Your assignment:
Select and copy out every line in the records containing "across".

─── Listed entries ───

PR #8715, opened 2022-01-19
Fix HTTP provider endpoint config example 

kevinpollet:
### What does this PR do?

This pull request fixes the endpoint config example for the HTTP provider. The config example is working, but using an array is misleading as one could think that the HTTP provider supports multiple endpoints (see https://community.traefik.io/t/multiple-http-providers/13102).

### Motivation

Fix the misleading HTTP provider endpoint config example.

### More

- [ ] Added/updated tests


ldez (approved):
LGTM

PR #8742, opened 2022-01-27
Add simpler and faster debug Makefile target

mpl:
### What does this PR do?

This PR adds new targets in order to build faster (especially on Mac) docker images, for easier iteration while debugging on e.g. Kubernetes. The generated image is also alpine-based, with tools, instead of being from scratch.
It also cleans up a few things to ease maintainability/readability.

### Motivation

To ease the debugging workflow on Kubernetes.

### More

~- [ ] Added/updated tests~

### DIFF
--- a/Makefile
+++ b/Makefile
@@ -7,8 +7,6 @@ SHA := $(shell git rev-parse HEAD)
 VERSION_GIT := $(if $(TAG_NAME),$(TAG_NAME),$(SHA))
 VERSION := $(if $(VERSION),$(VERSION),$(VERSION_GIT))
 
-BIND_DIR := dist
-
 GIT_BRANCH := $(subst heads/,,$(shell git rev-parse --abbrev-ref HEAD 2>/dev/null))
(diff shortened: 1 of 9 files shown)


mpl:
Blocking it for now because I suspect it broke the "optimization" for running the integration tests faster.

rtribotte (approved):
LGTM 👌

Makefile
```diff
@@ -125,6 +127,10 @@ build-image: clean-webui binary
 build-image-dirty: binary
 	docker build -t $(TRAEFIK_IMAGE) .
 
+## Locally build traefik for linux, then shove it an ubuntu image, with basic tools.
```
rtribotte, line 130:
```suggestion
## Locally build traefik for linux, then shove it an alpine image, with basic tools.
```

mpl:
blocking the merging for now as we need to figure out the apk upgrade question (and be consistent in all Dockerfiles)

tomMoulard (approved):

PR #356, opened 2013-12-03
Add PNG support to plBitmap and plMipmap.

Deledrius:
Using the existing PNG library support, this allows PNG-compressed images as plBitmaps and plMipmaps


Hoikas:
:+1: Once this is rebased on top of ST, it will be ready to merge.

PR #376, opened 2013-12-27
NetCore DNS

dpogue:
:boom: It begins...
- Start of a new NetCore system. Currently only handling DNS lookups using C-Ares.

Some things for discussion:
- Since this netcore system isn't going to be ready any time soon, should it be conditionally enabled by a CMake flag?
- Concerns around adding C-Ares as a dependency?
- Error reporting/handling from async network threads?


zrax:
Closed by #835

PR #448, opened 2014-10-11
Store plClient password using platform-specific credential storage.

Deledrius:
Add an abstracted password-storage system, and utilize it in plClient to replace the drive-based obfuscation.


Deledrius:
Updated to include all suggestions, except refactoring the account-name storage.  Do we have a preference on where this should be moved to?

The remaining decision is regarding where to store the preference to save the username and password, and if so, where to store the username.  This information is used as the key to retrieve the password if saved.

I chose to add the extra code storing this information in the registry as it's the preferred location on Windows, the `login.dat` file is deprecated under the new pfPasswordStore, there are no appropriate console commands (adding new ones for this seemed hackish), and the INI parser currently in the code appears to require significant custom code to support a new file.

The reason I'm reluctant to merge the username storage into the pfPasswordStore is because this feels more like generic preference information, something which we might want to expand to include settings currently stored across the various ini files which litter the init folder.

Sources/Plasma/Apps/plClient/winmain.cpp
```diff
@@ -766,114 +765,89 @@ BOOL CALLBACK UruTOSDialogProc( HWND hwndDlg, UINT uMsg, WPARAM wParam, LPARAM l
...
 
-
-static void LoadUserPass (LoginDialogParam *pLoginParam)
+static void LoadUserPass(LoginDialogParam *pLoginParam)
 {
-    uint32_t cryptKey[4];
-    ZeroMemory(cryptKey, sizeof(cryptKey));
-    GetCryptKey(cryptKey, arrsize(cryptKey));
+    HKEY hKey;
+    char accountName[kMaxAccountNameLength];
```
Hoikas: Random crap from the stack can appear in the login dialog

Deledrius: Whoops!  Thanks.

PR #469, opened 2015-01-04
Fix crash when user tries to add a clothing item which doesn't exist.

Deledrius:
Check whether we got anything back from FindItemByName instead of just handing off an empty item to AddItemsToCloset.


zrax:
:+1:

───
─── Listed entries ───

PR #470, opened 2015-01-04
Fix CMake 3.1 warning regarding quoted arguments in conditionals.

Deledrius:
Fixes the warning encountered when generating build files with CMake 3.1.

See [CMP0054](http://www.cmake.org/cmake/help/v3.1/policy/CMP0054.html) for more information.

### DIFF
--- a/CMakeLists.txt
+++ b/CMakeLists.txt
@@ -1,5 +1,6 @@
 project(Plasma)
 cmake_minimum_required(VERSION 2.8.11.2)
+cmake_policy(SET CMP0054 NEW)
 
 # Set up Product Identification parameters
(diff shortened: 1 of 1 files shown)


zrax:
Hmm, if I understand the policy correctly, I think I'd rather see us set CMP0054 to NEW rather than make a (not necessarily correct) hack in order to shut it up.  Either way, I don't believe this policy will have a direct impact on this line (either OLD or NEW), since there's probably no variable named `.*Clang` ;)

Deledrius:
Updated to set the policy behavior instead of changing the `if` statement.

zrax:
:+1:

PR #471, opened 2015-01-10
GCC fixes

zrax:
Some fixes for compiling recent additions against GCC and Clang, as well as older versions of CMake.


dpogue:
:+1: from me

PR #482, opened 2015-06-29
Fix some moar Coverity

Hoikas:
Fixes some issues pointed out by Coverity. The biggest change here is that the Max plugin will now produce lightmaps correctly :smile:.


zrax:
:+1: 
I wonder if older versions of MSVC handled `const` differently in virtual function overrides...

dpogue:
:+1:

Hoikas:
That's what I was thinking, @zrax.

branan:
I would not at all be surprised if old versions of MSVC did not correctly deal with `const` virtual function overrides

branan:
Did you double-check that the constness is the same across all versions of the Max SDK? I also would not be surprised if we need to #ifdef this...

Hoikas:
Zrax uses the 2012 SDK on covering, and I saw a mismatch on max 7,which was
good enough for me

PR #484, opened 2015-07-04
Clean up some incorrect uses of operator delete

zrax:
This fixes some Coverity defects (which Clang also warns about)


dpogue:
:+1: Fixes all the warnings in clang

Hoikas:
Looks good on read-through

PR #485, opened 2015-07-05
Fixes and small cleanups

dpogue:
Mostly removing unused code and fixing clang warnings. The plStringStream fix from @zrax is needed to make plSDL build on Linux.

───

Output of the exercise:
The reason I'm reluctant to merge the username storage into the pfPasswordStore is because this feels more like generic preference information, something which we might want to expand to include settings currently stored across the various ini files which litter the init folder.
Did you double-check that the constness is the same across all versions of the Max SDK? I also would not be surprised if we need to #ifdef this...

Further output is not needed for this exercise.